▶ _Entries provided_
------------------------------------------------------------------------

PR #34, opened 2018-03-29
U/danielsf/debug/dust columns

danielsf:
This change is needed to prevent a crash because numpy arrays returned directly by the Generic Catalog Reader are read-only.

We should investigate whether the code to deal with nonsense Av and Rv values is still necessary, now that we are past protoDC2-v2.1.2

### DIFF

------------------------------------------------------------------------

▶ _About this task_
All of the material above should be printed out in full, word for word.

▶ _Solution to the problem_
PR #34, opened 2018-03-29
U/danielsf/debug/dust columns

danielsf:
This change is needed to prevent a crash because numpy arrays returned directly by the Generic Catalog Reader are read-only.

We should investigate whether the code to deal with nonsense Av and Rv values is still necessary, now that we are past protoDC2-v2.1.2

### DIFF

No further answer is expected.